**The data:**
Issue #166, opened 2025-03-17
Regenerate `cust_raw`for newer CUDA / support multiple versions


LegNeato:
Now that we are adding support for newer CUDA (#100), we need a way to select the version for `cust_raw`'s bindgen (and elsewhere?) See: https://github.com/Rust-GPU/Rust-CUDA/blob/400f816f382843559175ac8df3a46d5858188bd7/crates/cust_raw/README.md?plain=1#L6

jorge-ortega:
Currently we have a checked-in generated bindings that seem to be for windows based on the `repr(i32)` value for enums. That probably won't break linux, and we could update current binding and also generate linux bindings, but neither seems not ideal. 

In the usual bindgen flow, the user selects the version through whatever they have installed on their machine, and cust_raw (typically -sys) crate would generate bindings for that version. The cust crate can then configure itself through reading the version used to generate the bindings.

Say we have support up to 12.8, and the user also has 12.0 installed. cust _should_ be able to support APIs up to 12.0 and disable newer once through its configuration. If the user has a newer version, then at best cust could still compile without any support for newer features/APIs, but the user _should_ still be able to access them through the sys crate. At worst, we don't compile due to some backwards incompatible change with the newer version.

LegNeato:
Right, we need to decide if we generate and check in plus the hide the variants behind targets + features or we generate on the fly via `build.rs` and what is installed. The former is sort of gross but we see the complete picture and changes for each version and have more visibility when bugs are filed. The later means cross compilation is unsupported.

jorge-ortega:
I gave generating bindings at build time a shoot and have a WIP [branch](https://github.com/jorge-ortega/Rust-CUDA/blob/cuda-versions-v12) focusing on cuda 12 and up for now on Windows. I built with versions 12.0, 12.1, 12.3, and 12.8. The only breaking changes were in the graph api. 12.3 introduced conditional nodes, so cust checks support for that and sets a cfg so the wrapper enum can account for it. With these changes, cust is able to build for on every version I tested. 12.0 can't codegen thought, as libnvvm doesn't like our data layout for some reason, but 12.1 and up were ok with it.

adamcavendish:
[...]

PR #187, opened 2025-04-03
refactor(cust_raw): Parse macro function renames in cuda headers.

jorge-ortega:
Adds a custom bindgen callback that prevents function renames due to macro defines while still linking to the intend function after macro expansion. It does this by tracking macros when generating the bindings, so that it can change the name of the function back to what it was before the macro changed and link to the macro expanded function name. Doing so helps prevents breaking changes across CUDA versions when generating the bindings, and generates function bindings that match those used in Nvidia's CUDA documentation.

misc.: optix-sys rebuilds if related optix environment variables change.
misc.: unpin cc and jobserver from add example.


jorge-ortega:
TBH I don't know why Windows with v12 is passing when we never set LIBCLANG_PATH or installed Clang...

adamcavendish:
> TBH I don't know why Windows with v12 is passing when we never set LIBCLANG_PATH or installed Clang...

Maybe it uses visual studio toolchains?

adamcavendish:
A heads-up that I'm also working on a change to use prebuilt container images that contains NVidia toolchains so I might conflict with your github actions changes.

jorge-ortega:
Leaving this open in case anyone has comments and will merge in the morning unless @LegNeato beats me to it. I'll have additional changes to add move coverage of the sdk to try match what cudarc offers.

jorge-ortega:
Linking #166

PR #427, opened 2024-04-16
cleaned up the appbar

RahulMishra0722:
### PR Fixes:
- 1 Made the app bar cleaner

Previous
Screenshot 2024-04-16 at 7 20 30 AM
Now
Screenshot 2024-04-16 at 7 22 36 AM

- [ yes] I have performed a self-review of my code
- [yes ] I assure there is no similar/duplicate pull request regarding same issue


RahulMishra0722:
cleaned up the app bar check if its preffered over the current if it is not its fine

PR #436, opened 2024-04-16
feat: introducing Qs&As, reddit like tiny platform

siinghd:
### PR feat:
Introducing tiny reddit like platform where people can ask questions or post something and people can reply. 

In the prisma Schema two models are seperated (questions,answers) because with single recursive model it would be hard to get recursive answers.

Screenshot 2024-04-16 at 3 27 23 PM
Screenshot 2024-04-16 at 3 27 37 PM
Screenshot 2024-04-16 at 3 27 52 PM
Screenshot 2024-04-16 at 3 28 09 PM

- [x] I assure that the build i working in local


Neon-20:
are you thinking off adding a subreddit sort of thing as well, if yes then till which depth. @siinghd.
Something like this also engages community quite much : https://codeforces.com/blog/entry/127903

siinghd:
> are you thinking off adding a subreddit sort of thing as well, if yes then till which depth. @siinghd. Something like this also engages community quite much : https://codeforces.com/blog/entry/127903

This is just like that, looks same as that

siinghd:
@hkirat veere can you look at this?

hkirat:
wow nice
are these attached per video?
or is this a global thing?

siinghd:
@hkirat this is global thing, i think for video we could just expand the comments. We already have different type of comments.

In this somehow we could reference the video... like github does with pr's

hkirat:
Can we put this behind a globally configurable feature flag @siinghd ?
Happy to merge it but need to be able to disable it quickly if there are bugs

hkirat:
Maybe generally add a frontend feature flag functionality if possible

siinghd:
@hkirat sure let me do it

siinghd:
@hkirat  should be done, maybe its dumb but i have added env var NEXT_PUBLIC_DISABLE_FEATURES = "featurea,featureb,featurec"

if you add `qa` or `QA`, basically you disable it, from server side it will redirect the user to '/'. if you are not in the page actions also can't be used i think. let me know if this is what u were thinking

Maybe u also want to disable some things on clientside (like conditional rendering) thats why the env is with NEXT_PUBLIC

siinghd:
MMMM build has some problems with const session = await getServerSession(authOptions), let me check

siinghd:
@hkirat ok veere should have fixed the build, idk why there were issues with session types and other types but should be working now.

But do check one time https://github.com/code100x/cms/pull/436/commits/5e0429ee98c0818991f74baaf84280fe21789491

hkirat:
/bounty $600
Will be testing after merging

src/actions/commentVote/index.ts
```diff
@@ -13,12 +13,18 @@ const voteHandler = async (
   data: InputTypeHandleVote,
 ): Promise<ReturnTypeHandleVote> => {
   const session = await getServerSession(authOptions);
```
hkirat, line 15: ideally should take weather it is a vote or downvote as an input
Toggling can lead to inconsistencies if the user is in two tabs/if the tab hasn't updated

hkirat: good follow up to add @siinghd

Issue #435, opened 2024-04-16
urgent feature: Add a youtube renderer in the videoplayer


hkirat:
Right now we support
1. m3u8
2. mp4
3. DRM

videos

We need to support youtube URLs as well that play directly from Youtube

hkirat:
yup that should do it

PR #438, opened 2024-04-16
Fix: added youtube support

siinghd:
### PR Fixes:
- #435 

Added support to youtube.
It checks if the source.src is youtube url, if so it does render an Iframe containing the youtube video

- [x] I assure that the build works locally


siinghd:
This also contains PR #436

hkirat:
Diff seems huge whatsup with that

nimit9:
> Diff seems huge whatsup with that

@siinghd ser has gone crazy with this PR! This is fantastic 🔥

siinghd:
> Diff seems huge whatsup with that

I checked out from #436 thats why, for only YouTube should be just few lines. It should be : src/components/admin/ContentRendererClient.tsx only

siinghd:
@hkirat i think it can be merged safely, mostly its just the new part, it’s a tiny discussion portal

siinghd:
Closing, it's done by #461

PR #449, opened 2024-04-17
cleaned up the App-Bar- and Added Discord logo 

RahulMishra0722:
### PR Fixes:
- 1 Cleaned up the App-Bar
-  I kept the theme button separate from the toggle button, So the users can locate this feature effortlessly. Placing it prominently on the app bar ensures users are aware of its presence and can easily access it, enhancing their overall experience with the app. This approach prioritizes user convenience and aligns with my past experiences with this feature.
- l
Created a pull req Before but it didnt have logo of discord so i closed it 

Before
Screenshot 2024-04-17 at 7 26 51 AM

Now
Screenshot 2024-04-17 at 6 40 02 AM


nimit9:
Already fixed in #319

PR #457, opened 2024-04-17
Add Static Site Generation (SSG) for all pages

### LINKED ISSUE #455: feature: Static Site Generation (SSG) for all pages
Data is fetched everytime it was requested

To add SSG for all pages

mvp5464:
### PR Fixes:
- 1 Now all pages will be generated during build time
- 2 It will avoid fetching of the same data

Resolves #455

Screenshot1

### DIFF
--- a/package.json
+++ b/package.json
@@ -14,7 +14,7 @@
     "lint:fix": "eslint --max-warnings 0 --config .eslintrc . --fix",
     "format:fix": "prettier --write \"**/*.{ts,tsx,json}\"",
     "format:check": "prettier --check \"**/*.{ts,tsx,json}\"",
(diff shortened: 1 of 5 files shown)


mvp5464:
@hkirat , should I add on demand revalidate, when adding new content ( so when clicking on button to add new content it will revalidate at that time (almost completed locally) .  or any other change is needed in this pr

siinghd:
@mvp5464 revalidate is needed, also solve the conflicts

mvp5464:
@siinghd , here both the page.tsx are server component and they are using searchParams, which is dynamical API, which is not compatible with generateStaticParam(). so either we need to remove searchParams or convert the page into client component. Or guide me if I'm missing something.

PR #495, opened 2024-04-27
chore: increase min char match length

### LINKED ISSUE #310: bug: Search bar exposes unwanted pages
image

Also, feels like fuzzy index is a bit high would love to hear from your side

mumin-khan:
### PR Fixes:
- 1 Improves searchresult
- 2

...

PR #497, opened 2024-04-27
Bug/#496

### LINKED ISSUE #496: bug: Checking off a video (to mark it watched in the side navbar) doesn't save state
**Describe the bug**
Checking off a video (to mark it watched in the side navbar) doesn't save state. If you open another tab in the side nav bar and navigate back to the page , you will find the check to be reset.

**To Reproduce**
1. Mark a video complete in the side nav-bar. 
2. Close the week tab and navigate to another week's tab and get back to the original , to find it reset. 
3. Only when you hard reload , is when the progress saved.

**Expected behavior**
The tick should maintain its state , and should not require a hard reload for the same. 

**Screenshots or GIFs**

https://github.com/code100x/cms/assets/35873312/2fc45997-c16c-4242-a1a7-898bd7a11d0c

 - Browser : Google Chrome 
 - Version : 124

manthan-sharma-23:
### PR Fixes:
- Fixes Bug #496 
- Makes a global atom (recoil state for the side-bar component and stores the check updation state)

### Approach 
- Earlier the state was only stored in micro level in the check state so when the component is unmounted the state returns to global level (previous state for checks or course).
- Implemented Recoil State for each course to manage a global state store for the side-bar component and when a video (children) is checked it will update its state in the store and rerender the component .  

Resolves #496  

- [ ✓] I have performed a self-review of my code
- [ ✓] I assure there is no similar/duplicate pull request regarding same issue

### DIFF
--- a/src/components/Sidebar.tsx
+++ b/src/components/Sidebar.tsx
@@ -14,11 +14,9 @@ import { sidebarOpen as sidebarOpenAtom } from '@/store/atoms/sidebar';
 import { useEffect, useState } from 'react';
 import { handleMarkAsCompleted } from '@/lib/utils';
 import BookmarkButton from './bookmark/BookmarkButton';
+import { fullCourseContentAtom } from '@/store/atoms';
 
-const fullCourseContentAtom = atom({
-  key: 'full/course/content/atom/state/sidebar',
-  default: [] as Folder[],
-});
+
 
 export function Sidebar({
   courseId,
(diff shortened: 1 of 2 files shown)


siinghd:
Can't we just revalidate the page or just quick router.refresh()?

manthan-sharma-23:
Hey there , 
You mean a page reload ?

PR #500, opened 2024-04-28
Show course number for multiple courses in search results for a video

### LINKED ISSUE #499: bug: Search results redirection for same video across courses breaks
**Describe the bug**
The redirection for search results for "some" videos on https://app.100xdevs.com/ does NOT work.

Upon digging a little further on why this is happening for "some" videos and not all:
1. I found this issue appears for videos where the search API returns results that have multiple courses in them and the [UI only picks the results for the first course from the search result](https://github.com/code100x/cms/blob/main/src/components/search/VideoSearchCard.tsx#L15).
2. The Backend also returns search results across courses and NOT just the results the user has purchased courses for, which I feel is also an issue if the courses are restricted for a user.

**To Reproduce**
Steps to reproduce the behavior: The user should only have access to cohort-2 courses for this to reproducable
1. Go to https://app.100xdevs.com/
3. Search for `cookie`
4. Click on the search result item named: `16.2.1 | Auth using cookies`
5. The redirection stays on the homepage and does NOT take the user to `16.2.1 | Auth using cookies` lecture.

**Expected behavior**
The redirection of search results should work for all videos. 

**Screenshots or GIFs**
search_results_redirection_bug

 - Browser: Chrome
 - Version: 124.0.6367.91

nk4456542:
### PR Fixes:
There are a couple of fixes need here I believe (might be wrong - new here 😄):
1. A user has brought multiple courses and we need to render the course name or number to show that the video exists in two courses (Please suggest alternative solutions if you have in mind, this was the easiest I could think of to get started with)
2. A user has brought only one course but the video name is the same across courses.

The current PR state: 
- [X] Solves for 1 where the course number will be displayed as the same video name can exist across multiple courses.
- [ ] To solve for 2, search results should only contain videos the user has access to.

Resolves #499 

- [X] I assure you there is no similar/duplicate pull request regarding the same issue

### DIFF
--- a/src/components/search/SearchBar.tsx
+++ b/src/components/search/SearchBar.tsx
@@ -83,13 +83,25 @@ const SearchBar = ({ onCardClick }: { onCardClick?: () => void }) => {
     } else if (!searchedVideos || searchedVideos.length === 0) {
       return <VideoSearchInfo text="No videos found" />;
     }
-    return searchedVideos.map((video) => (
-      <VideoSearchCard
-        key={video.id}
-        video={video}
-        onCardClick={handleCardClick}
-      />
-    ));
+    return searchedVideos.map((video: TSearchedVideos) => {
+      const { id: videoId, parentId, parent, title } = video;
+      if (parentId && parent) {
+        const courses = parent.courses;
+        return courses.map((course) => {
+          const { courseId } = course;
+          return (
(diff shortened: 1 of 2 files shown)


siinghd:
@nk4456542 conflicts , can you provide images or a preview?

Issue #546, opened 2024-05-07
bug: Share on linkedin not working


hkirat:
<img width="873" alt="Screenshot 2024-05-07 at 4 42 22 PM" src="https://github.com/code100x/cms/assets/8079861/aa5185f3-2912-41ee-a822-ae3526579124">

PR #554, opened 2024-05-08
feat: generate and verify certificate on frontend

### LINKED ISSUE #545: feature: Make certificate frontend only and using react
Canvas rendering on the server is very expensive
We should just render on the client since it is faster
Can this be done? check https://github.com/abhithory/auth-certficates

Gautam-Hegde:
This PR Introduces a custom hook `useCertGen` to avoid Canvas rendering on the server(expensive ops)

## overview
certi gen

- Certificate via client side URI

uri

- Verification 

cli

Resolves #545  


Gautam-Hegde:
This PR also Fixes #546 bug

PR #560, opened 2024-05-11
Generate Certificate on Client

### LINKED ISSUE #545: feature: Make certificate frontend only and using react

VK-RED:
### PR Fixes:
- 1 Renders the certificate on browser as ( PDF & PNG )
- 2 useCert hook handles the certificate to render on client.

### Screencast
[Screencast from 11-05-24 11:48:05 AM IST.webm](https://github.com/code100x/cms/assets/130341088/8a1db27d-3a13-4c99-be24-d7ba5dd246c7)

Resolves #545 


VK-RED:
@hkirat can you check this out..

* * *

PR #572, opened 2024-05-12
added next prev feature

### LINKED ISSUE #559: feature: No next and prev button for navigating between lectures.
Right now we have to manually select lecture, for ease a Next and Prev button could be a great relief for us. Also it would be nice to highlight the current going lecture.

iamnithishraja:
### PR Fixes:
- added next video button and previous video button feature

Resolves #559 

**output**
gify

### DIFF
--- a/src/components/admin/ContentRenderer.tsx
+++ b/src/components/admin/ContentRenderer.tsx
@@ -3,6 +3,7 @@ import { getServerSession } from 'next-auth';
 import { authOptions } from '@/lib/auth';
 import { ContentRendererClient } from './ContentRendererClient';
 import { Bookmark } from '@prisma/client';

**Your instructions:** Take the word "images" and find each line of the material that contains it. Copy those lines.

**Solution:**
A heads-up that I'm also working on a change to use prebuilt container images that contains NVidia toolchains so I might conflict with your github actions changes.
@nk4456542 conflicts , can you provide images or a preview?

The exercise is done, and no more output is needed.